Die Akkus können aber eher nicht zum Selbstwerkeln gebaut werden. 

Denn diese Akkus mit diesen hohen Kapazitäten sind hochgradig gefährlich für die Allgemeinheit, wenn da ein selbsternannter sowieso 'Alleskönner' Mist baut. Und wenn man weiss, wie leicht man im i-Net an Spezialwerkzeuge kommt ....

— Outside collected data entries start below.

PR #688, opened 2018-01-15
Allow synchronous access to web3.eth.accounts method in webview

faymontage:
Bootstrap the JS injection with the user's wallet address to allow synchronous access to the web3.eth.accounts property in web3.


yuliaveres:
@faymontage i assume it is tested ?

Und am Ende heisst es nicht der Akku von Selbstwerker Sowieso, sondern das eBike der Marke XY ist explodiert.


----------



## xxxT (23. Dezember 2018)

Dirty Track schrieb:


> Die Akkus können aber eher nicht zum Selbstwerkeln gebaut werden.
> 
> Denn diese Akkus mit diesen hohen Kapazitäten sind hochgradig gefährlich für die Allgemeinheit, wenn da ein selbsternannter sowieso 'Alleskönner' Mist baut. Und wenn man weiss, wie leicht man im i-Net an Spezialwerkzeuge kommt ....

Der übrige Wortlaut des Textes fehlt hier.